*** Opening Provided material ***
PR #1975, opened 2026-08-06
Enhanced SldProvider to allow specific implementations retrieving values for SLD parameter

lgoltz:
This PR enhances the parsing of the sld parameter. Currently only parsing from a  http url is supported. This PR adds a SldProvider which can be implemented to allow specific access to SLD files, e.g. from S3 .


dstenger (approved):

copierrj:
TMC discussed this topic in length but didn't reach a final conclusion yet. One thing that came up was the question of how to facilitate both novices and expert users.

We are leaning to not using ServiceLoader for this functionality but reaching for a tunable param instead. Such a param could provide a implementation class to be used by the WMS.

By providing multiple sensible 'stock' implementations (e.g. DenyAll, AllowAll) for the user to choose from and provide an extension point for system integrator to plug-in their own functionality we serve both kinds of users.

The TMC planned to revisit this topic in the next TMC meeting. Others are kindly invited to comment on this issue to share their point of view.

Issue #1411, opened 2016-07-13
ProjectProvider & ProjectFactory -> VFPT.Core


cloudRoutine:
_Dependent upon completion of Open Documents Tracker_ #1410 

`IProjectProvider` interface will be defined and the `ProjectProvider` type will be implemented in VFPT.Core. (Logic may still need to have a `VsProjectProvider` that implements the `IProjectProvider` interface). The `ProjectProvider` implementation can probably be changed to acquire compilation flags, project contents and configurations settings, 

_WIP - Need to review further to layout how to split roles between `ProjectFactory` in Core and Logic_

Code Located @ 
https://github.com/fsprojects/VisualFSharpPowerTools/blob/master/src/FSharpVSPowerTools.Logic/ProjectSystem/ProjectProvider.fs
https://github.com/fsprojects/VisualFSharpPowerTools/blob/master/src/FSharpVSPowerTools.Logic/ProjectSystem/ProjectFactory.fs

vasily-kirichenko:
I'd like to rename it to `ISolution`/`Solution`.

smoothdeveloper:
*** Closing Provided material ***
• _Your instructions_: The expected response is the full data, reproduced exactly.

• _Solution for this task_:
PR #1975, opened 2026-08-06
Enhanced SldProvider to allow specific implementations retrieving values for SLD parameter

lgoltz:
This PR enhances the parsing of the sld parameter. Currently only parsing from a  http url is supported. This PR adds a SldProvider which can be implemented to allow specific access to SLD files, e.g. from S3 .


dstenger (approved):

copierrj:
TMC discussed this topic in length but didn't reach a final conclusion yet. One thing that came up was the question of how to facilitate both novices and expert users.

We are leaning to not using ServiceLoader for this functionality but reaching for a tunable param instead. Such a param could provide a implementation class to be used by the WMS.

By providing multiple sensible 'stock' implementations (e.g. DenyAll, AllowAll) for the user to choose from and provide an extension point for system integrator to plug-in their own functionality we serve both kinds of users.

The TMC planned to revisit this topic in the next TMC meeting. Others are kindly invited to comment on this issue to share their point of view.

Issue #1411, opened 2016-07-13
ProjectProvider & ProjectFactory -> VFPT.Core


cloudRoutine:
_Dependent upon completion of Open Documents Tracker_ #1410 

`IProjectProvider` interface will be defined and the `ProjectProvider` type will be implemented in VFPT.Core. (Logic may still need to have a `VsProjectProvider` that implements the `IProjectProvider` interface). The `ProjectProvider` implementation can probably be changed to acquire compilation flags, project contents and configurations settings, 

_WIP - Need to review further to layout how to split roles between `ProjectFactory` in Core and Logic_

Code Located @ 
https://github.com/fsprojects/VisualFSharpPowerTools/blob/master/src/FSharpVSPowerTools.Logic/ProjectSystem/ProjectProvider.fs
https://github.com/fsprojects/VisualFSharpPowerTools/blob/master/src/FSharpVSPowerTools.Logic/ProjectSystem/ProjectFactory.fs

vasily-kirichenko:
I'd like to rename it to `ISolution`/`Solution`.

smoothdeveloper:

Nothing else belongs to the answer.